In the shape below, the length of BC is 3.1cm and the length of CD is 5.9cm.

Since we are given the lengths of BC and CD, we can use the cosine rule to find the angle BDC.

a) Let's denote the angle BDC as x. We can use the cosine rule to find x:

CD² = BC² + BD² - 2 * BC * BD * cos(x)
(5.9)² = (3.1)² + (BD)² - 2 * (3.1) * (BD) * cos(x)
34.81 = 9.61 + BD² - 6.2BD * cos(x)

We can use the cosine rule cosine rule to find the length of BD:
BD = √(BC² + CD² - 2 * BC * CD * cos(∠BDC))
BD = √(3.1² + 5.9² - 2 * 3.1 * 5.9 * cos(x))
BD = √(9.61 + 34.81 - 36.58cos(x))
BD = √44.42 - 36.58cos(x))

Now substitute BD into the equation and solve for cos(x):
34.81 = 9.61 + [√44.42 - 36.58cos(x)]² - 6.2[√44.42 - 36.58cos(x)]cos(x)
34.81 = 9.61 + 44.42 - 2(√44.42)(36.58)cos(x) + 36.58²cos²(x) - 6.2[44.42cos(x) - 36.58cos²(x))
34.81 = 54.03 - 2(√44.42)(36.58)cos(x) + 36.58²cos²(x) - 274.564cos(x) + 23.3736cos²(x)
23.22cos²(x) - 276.484cos(x) + 19.22 = 0
Solving the quadratic gives
cos(x) = 2.7073 or -3.8432
but -1 ≤ cos(x) ≤ 1 and therefore cos(x) = 0.27073

Now finding x,
cos⁻¹(0.27073) = x
x ≈ 74.9°

Therefore, the size of angle BDC is approximately 74.9°.

b) Since AC is twice the length of BC, it means AC = 2*3.1 = 6.2 cm.

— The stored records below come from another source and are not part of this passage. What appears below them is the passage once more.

PR #10985, opened 2023-03-20
Dump debugging information for global tracking from interpolation workflow

martenole:
Opening a draft PR for discussion.

@shahor02 when I have the ITS clusters stored inside `mITSClustersArray` which is of the type `std::vector<o2::BaseCluster<float>>` how can I convert the position into the global coordinate frame? In BaseCluster.h it says the position is stored in tracking frame so I think it is rotated to the angle of the stave which I can get from the Sensor ID, right?
My goal is to dump (optionally) all the relevant global tracking information into a single output file of the TPC interpolation workflow, so all track points and the different track parameterizations (ITS, ITS-TPC, ITS-TPC-TRD, ...).


shahor02:
Hi @martenole 

the positions in the tracking frame can be obtained per cluster as 
```
auto glo = gman->getMatrixT2GRot(c.getSensorID())^c.getXYZ();
```
where the singleton gman is to be initialized once as:
```
auto* geom = o2::its::GeometryTGeo::Instance();
geom->fillMatrixCache(o2::math_utils::bit2Mask(o2::math_utils::TransformType::T2GRot);
```

PR #11116, opened 2023-04-05
ZDC: Inclusion of data-driven model for free nucleon spectators

sawenzel:
* A new class encapsulation a parametrized model to calculate free spectators given an impact parameter

* Use of class in Pythia8HI generator. Free spectators are put as part of the MCHeader information.

This is a first step towards having fast parametrized digitization for ZDC such as we already did in AliRoot/Run2.

Co-author: chiara.oppedisano@to.infn.it


sawenzel:
@coppedis

PR #11118, opened 2023-04-05
Fix: pattern iterator passed by reference

fmazzasc:
@shahor02 , this was affecting all the clusters of rare topologies


shahor02 (approved):
Thanks for spotting!

shahor02:
failure unrelated, run fullCI locally

PR #11119, opened 2023-04-05
[O2-3661] Get O2 compiling on M2 Macs

TimoWilken:
This patch is unfortunately not pretty, and may not be valid since it modifies DataPointCompositeObject.h, which is copied from DCS.

The problem on M2 Macs is that we need to use LLVM 15, which has started to throw compiler errors for `std::uniform_int_distribution<char>`.

According to <https://en.cppreference.com/w/cpp/numeric/random/uniform_int_distribution>, the shortest integral type that is defined as valid for use is `short` (which is typically 16 bits, as opposed to `char`'s 8 bits).

Cc: @shahor02 @ktf @pzhristov

### DIFF
--- a/Detectors/DCS/include/DetectorsDCS/DCSDataPointHint.h
+++ b/Detectors/DCS/include/DetectorsDCS/DCSDataPointHint.h
@@ -33,7 +33,7 @@ using HintType = std::variant<DataPointHint<double>,
                               DataPointHint<float>,
                               DataPointHint<uint32_t>,
                               DataPointHint<int32_t>,
-                              DataPointHint<char>,
+                              DataPointHint<short>,
                               DataPointHint<bool>,
                               DataPointHint<std::string>>;
 
--- a/Detectors/DCS/include/DetectorsDCS/DataPointCompositeObject.h
+++ b/Detectors/DCS/include/DetectorsDCS/DataPointCompositeObject.h
@@ -225,7 +225,7 @@ struct alignas(128) DataPointCompositeObject final {
       double double_value;
       uint32_t uint_value;
       int32_t int_value;
-      char char_value;
+      short char_value;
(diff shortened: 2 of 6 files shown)


chiarazampolli:
Hello, 
I would ping Dominik Voscek and Peter Bond from DCS, maybe they can apply the same patch to https://gitlab.cern.ch/adapos/adapro
Chiara

shahor02:
@TimoWilken why do we need to modify the DCS class? Instead I would simply specialize the `generateRandomDataPoints<char>` as

```
template <>
std::vector<o2::dcs::DataPointCompositeObject> generateRandomDataPoints<char>(const std::vector<std::string>& aliases, char minValue, char maxValue, std::string refDate)
{
  std::vector<o2::dcs::DataPointCompositeObject> dpcoms;
  std::random_device rd;
  std::mt19937 mt(rd());
  std::uniform_int_distribution<short> distrib(short(minValue), short(maxValue));
  auto [seconds, msec] = getDate(refDate);
  for (auto alias : expandAliases(aliases)) {
    dpcoms.emplace_back(o2::dcs::createDataPointCompositeObject(alias, char(dist(mt)), seconds, msec));
  }
  return dpcoms;
}
```

chiarazampolli:
Actually, now that I see better the problem, I agree with Ruben. 
In addition, I am afraid that changing from char to short will not work in combination with DCS code which will send chars (unless they modify their code too, but it might mean to modify also detector code etc). The solution proposed by Ruben seems appropriate to me.

TimoWilken:
Thanks @shahor02, @chiarazampolli, I'll try it out!

pzhristov:
@TimoWilken Probably we do not need any patch until we stay with Xcode 14.2.

PR #11123, opened 2023-04-06
[EMCAL-842, EMCAL-912] Add more calibration objects to CalibLoader, use calib loader in reco workflow

mfasDa:
Added support for calibration objects:
- Temperature calibration
- Time slewing correction (not yet implemented)
- FEE DCS parameters
- BCM scale factors
Added support for CCDB-based configurable params:
- Calibration params (not yet implemented)
- Reconstruction params
- Simulation params

Use CalibLoader in reco workflow for CCDB access of
- RecoParams

Access in the reco workflow is prepared for
- FeeDCS

### DIFF
--- a/Detectors/EMCAL/workflow/include/EMCALWorkflow/CalibLoader.h
+++ b/Detectors/EMCAL/workflow/include/EMCALWorkflow/CalibLoader.h
@@ -21,8 +21,13 @@ namespace o2
 namespace emcal
 {
 class BadChannelMap;
+class FeeDCS;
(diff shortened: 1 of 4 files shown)


mfasDa:
The commit prepares the RawToCellConverter for the access of the FeeDCS params, which will be needed in order to identify inactive links during the reconstruction. At the same step the update of the RecoParam object is already moved to the CalibLoader.

shahor02:
local fullCI passed, merging.

PR #11125, opened 2023-04-06
[EMCAL-688] Fix check if lookup table is initialised

mhemmer-cern:
- `if (!getLookUpInit())` was `if (getLookUpInit())` in isExoticCell, which lead to throwing errors of uninitialised lookup table when the table was in fact initialised.
- Connected to PR #11062


mhemmer-cern:
Tagging @shahor02

mfasDa (approved):
Thanks for fixing!

PR #11129, opened 2023-04-06
ZDC fix formatting of log message

martenole:
ZDC calibration is crashing due to this, see e.g.

```
E | 3 | 06/04/2023 | 20:40:56.459 | epn-calib1 |   | STDERR | stderr/zdc-tdc-calib_calib10_20 | 2eXRdx6XZ13 | 534169 |   |   | stderr: terminate called after throwing an instance of 'fmt::v9::format_error'
```
In general `LOGP(info, "Message {} with number {}", foo, bar)` might be less error prone than the printf syntax `LOGF` which requires type specifiers


martenole:
Trivial, and obviously anyhow not caught by the CI, so merging

martenole:
Well, the formatting should at least be correct...

PR #11131, opened 2023-04-07
Including MCS effects in secondary vertexing for forward tracks

mcoquet642:
I add a simple function to `TrackParCovFwd` to propagate forward tracks to vertex including MCS effects. I then use it in the FwdDCAFitter to propagate forward tracks to the PCA.


Common/DCAFitter/include/DCAFitter/FwdDCAFitterN.h
```diff
@@ -158,6 +160,11 @@ class FwdDCAFitterN
   void setMinParamChange(float x = 1e-3) { mMinParamChange = x > 1e-4 ? x : 1.e-4; }
   void setMinRelChi2Change(float r = 0.9) { mMinRelChi2Change = r > 0.1 ? r : 999.; }
   void setUseAbsDCA(bool v) { mUseAbsDCA = v; }
+  void setMatLUT(o2::base::MatLayerCylSet* m)
```
shahor02: MatLUT comes from the CCDB hence it must be const pointer.

shahor02 (changes requested):
Hi @mcoquet642 

Technically, just one request for a change below. But note that the current MatLut class is
1) optimized for barrel track: it is a set of cylindrical layers with phi/z segmentation with a fast search algorithm. In the long run, MFT/MUON could think about a similar implementation for the forward tracks, i.e. a set of layers normal to the Z axis with X and Y segmentation. 

2) current MatLut is created with the layers R/Z coverage optimized for the ITS: you can see current segmentation in https://github.com/AliceO2Group/AliceO2/blob/4ac6435fc6480e1f0f994923ea0ee55537a9d46a/Detectors/Base/test/buildMatBudLUT.C#L194-L247. Note that for `r<5.2` the region `|z|>20` is not covered, and for `5.2 < r<19` the `|z|>40` is not covered (will contribute 0 mat. budget) and this whole region is covered by a single cyl. slice (i.e. radially uniform mat. budget).

3) To have a reference it is worth having the possibility to switch to a slow but precise mat. budget query via TGeo, as it is done in the https://github.com/AliceO2Group/AliceO2/blob/4ac6435fc6480e1f0f994923ea0ee55537a9d46a/Detectors/Base/src/Propagator.cxx#L674-L689

mcoquet642:
Hi @shahor02, Thanks for the comments. Indeed, it would be good at some point to have an optimized propagation for forward tracks. However for now, I was mainly trying to capture the effects of MCS through the beam pipe. From your comments, it seems to me that these are still included if I use the MatLut class, am I correct ? In any case I added the option to have the full material budget estimate from TGeo, as you suggested. Thanks

Common/DCAFitter/include/DCAFitter/FwdDCAFitterN.h
```diff
@@ -1256,6 +1269,26 @@ void FwdDCAFitterN<N, Args...>::print() const
...
+  // propagate track to vertex including MCS effects if material budget included, simple propagation to Z otherwise
+  if (mUseMatBudget) {
+    float x2x0 = 0;
+    if (mTGeoFallBackAllowed) {
+      auto geoMan = o2::base::GeometryManager::meanMaterialBudget(t.getX(), t.getY(), t.getZ(), p[0], p[1], p[2]);
+      x2x0 = (float)geoMan.meanX2X0;
+    } else {
+      auto mb = mMatLUT->getMatBudget(t.getX(), t.getY(), t.getZ(), p[0], p[1], p[2]);
+      x2x0 = (float)mb.meanX2X0;
+    }
```
shahor02: I think the logic for the fall-back should be the opposite: TGeo must be used if MatLUT is not available:
```
if (mMatLUT) {
    auto mb = mMatLUT->getMatBudget(t.getX(), t.getY(), t.getZ(), p[0], p[1], p[2]);
    x2x0 = (float)mb.meanX2X0;
} else if (TGeoFallBackAllowed) {
    auto geoMan = o2::base::GeometryManager::meanMaterialBudget(t.getX(), t.getY(), t.getZ(), p[0], p[1], p[2]);
    x2x0 = (float)geoMan.meanX2X0;
} 
```

shahor02 (commented):
Hi @mcoquet642 

Yes, the beampipe materials will be accounted when using MatLUT, provided the track is crossing it at |Z|<30 cm. which should be enough for MFT.

Please see a comment below on using of mTGeoFallBackAllowed.

I've noticed that you are maintaining 2 copies of FwdDCAFitterN: in the `Common/DCAFitter` and in the `Detectors/Vertexing`. Since the former was created to provide a standalone library for the Analysis, the copy in the Vertexing can be eliminated (after making sure that O2Physics does not use it. Surely, this can be done in separate PR.

Common/DCAFitter/include/DCAFitter/FwdDCAFitterN.h
mcoquet642: Fixed, thanks

mcoquet642:
@shahor02 Thanks for the comments. I will remove the `Detectors/Vertexing` copy in another PR.

Common/DCAFitter/include/DCAFitter/FwdDCAFitterN.h
```diff
@@ -290,6 +301,7 @@ class FwdDCAFitterN
   float mMinRelChi2Change = 0.98;   // stop iterations is chi2/chi2old > this
   float mMaxChi2 = 100;             // abs cut on chi2 or abs distance
   float mMaxDist2ToMergeSeeds = 1.; // merge 2 seeds to their average if their distance^2 is below the threshold
+  o2::base::MatLayerCylSet* mMatLUT; // use to compute material budget to include MCS effects
```
shahor02: the CI error is genuine, this should be a `const o2::base::MatLayerCylSet* mMatLUT = nullptr;`

mcoquet642: Fixed

mcoquet642:
Is the failing CI still related to this PR?

shahor02:
No, the fullCI fails regularly for unrelated reasons. I'll run it locally and merge once it is passed.

shahor02:
fullCI tested locally.

PR #11132, opened 2023-04-07
[FOCAL-10] Identify ECAL subsystems using source ID

mfasDa:
- E-pixels: Use ITS source ID (32)
- E-pads: Use current source ID (43)


shahor02 (approved):

mfasDa:
Needed as endpoint to identify the two subsystems is unreliable. The assignment  0 - pixels, 1 - pads is unreliable since it was valid only for the first testbeam, where both systems were read out with 1 CRU on different endpoints. Since endpoints changed decoding was no longer working on new data. Using source ID is safer, and also still compatible with raw data from the last testbeam.

PR #11135, opened 2023-04-08
Trigger digits absId fix; time fix

peressounko:


peressounko:
Dear @shahor02 , could you please approve this PR? It fixes problems in MC AO2D production which later cause crash in clusterization. Does not affect real data.

shahor02 (approved):

PR #11136, opened 2023-04-09
DPL: use uv_now rather than uv_hrtime for metrics

ktf:


ktf:
Tested on hyperloop, staging (TOF: FLP + QC) as well. No regressions.

PR #11048, opened 2023-03-28
wip ITS-vertexer: Make cut on XY a configurable param

mconcas:

PR #11142, opened 2023-04-11
ITS-vertexer: Make cut on XY a configurable param

mconcas:
- Make XY cut beam-vertex distance cut
- Add tracklet resolution cut 100um

### DIFF
--- a/Detectors/ITSMFT/ITS/tracking/include/ITStracking/Configuration.h
+++ b/Detectors/ITSMFT/ITS/tracking/include/ITStracking/Configuration.h
@@ -104,8 +104,10 @@ struct VertexingParameters {
   float pairCut = 0.04f;
   float clusterCut = 0.8f;
   float histPairCut = 0.04f;
-  float tanLambdaCut = 0.002f; // tanLambda = deltaZ/deltaR
-  float lowMultXYcut2 = 0.01f; // XY cut for low-multiplicity pile up
+  float tanLambdaCut = 0.002f;     // tanLambda = deltaZ/deltaR
+  float lowMultBeamDistCut = 0.1f; // XY cut for low-multiplicity pile up
+  int vertRadiusNsigmaCut = 4;     // N sigma cut for vertex XY
+  float vertRadiusSigma = 0.495f;  // sigma of vertex XY
   float maxZPositionAllowed = 25.f;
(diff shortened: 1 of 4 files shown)


mconcas:
@shahor02 this replaces #11048. From CLI I opened a PR using a branch on AliceO2Group/AliceO2 rather than mconcas/AliceO2 and then I was not able to push further changes.
Sorry for the mess.

I ran on the CTF: `o2_ctf_run00523308_orbit0319097116_tf0000000026_epn224.root`

Here the ntracks distribution when we run on pp with default cuts.
- vertNsigmaCut = 4
- vertRadiusSigma = 500 um
- trackletSigma = 100 um

Screenshot 2023-04-11 at 12 25 03

Seeding XY dist is contained into a 0.5 mm diameter circle around the beam:
Screenshot 2023-04-11 at 12 29 56

shahor02 (approved):

davidrohr:
@mconcas @shahor02 : What is the status of the custom settings? Do I still need to apply some custom configKeyValues in the async reco, or is it meanwhile the default / or added to the async setenv_extra.sh?

mconcas:
> @mconcas @shahor02 : What is the status of the custom settings? Do I still need to apply some custom configKeyValues in the async reco, or is it meanwhile the default / or added to the async setenv_extra.sh?

Defaults are now changed so as to produce the presented results.
No additional parameters need to be passed unless we found these new defaults are not good.

davidrohr:
ok, perfect, thx, then I'll retry once more the async reco benchmark just to be sure.

chiarazampolli:
Hello @mconcas , 
Just to be sure: do we need to change anything in https://github.com/AliceO2Group/O2DPG/blob/master/DATA/production/configurations/asyncReco/setenv_extra.sh ? Which settings should one check, in case, to be sure?
Chiara

mconcas:
> Hello @mconcas , Just to be sure: do we need to change anything in https://github.com/AliceO2Group/O2DPG/blob/master/DATA/production/configurations/asyncReco/setenv_extra.sh ? Which settings should one check, in case, to be sure? Chiara

Hi, nothing should be changed there for the time being.
I changed the default behaviour, so the modification should come with no further additions to the params.

PR #11227, opened 2023-04-25
[ITS3] Update default parameters and adapt code to work with fourth layer

fgrosa:
This PR adapt the ITS3 code to work with an additional layer. @mconcas @mpuccio I had to make two minor modifications to the `IndexTableUtils.h`, `TimeFrame.h`, and `TrackerTraits.h` files to make it work. They should be harmless, but please have a look that they are fine for you. Thanks a lot!


fgrosa:
> This PR adapt the ITS3 code to work with an additional layer. @mconcas @mpuccio I had to make two minor modifications to the `IndexTableUtils.h`, `TimeFrame.h`, and `TrackerTraits.h` files to make it work. They should be harmless, but please have a look that they are fine for you. Thanks a lot!

Moved the ITS-related code in https://github.com/AliceO2Group/AliceO2/pull/11234

mconcas (approved):

PR #11228, opened 2023-04-25
FT0Calibration: changing TFs per slot with respect to 32 HBFs

afurs:


chiarazampolli (approved):

chiarazampolli:
Hello @afurs , 

Do you need to change here too?
https://github.com/AliceO2Group/O2DPG/blob/1c11e45bfbd78de4392a4ca7f53e5187d8cd6828/DATA/production/calib/ft0-timeoffset-aggregator.sh#L14
Chiara

afurs:
Hello @chiarazampolli yes, please. Or I can change it later.

chiarazampolli:
Please, change it in O2DPG. 
Consider also changing it in a more universal way, in number of orbits or seconds, to not depend on the TF length.

afurs:
Okay, thanks!

afurs:
Hello @chiarazampolli I changed it in standalone, or do you mean var preparation which will be used here? if it is possible, could you please merge it asap, because right now we have 5/4 min slot length which is too short for our calibration :)

chiarazampolli:
Hello @afurs ,

i meant to change it such that it is in number of orbits or seconds, so that it does not depend on the TF length in orbits (if it gets changed), see mail somr time ago to wp13.

pinging @shahor02 , @davidrohr to merge, i cannot.

chiara

afurs:
@chiarazampolli ok, I see

martenole:
I can merge as it is now, but it would indeed be good if we could get rid of hard-coded numbers that depend on the TF length. See README here: https://github.com/AliceO2Group/AliceO2/tree/dev/Detectors/Calibration#configuration-of-the-timeslot
And for example here it is used https://github.com/AliceO2Group/AliceO2/blob/4c316f8658ffa0396657fa5602ab53dbf2ba6fc9/Detectors/TRD/workflow/include/TRDWorkflow/VdAndExBCalibSpec.h#L50

PR #11229, opened 2023-04-25
DPL: fix expendable tasks for the QC case

ktf:
This will make sure that if there is a data dependency to an expendable task, like in the case of QC, we do not change the order in which tasks are sorted. This means that it will be responsibility of the QC check to make sure it can survive missing data.


ktf:
Merging this. Has no consequences when the label is not there due to the first check.

PR #11230, opened 2023-04-25
[WIP] Changing granularity in TFs for TOF, considering new TF length

chiarazampolli:
@noferini : Ideally we should change it further, to use a duration in seconds or orbits.


chiarazampolli:
Moving to WIP, I prefer to change it in a more universal way.

PR #11233, opened 2023-04-25
EMCAL-915

mfasDa:
- STU error base class with main error codes
- Integration of STU decoding errors into
  ErrorTypeFEE


mfasDa:
Error handling for trigger reconstruction.

mfasDa:
Errors unrelated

Now we can use the cosine rule again to find the angle ADC:

AC² = AD² + CD² - 2 * AD * CD * cos(∠ADC)
6.2² = AD² + 5.9² - 2 * AD * 5.9 * cos(x)
38.44 = AD² + 34.81 - 11.8AD * cos(x)

Now, we already know that cos(x) = 0.27073, we can use this value to find AD:

38.44 = AD² + 34.81 - 11.8AD * 0.27073
38.44 = AD² + 34.81 - 3.19196AD
AD² - 3.19196AD + 3.63 = 0
Solving the quadratic gives
AD = 0.03995 or 3.19196
but AD must be positive, so
AD ≈ 3.19196

Now, we can find the angle ADC:
cos(∠ADC) = (AD² + CD² - AC²) / (2 * AD * CD)
cos(∠ADC) = (3.19196² + 5.9² - 6.2²) / (2 * 3.19196 * 5.9)
cos(∠ADC) = (10.1838 + 34.81 - 38.44) / (11.90296)
cos(∠ADC) = 0.341989
∠ADC = cos⁻¹(0.341989)
∠ADC ≈ 69.60°

Therefore, the size of angle ADC is approximately 69.6°.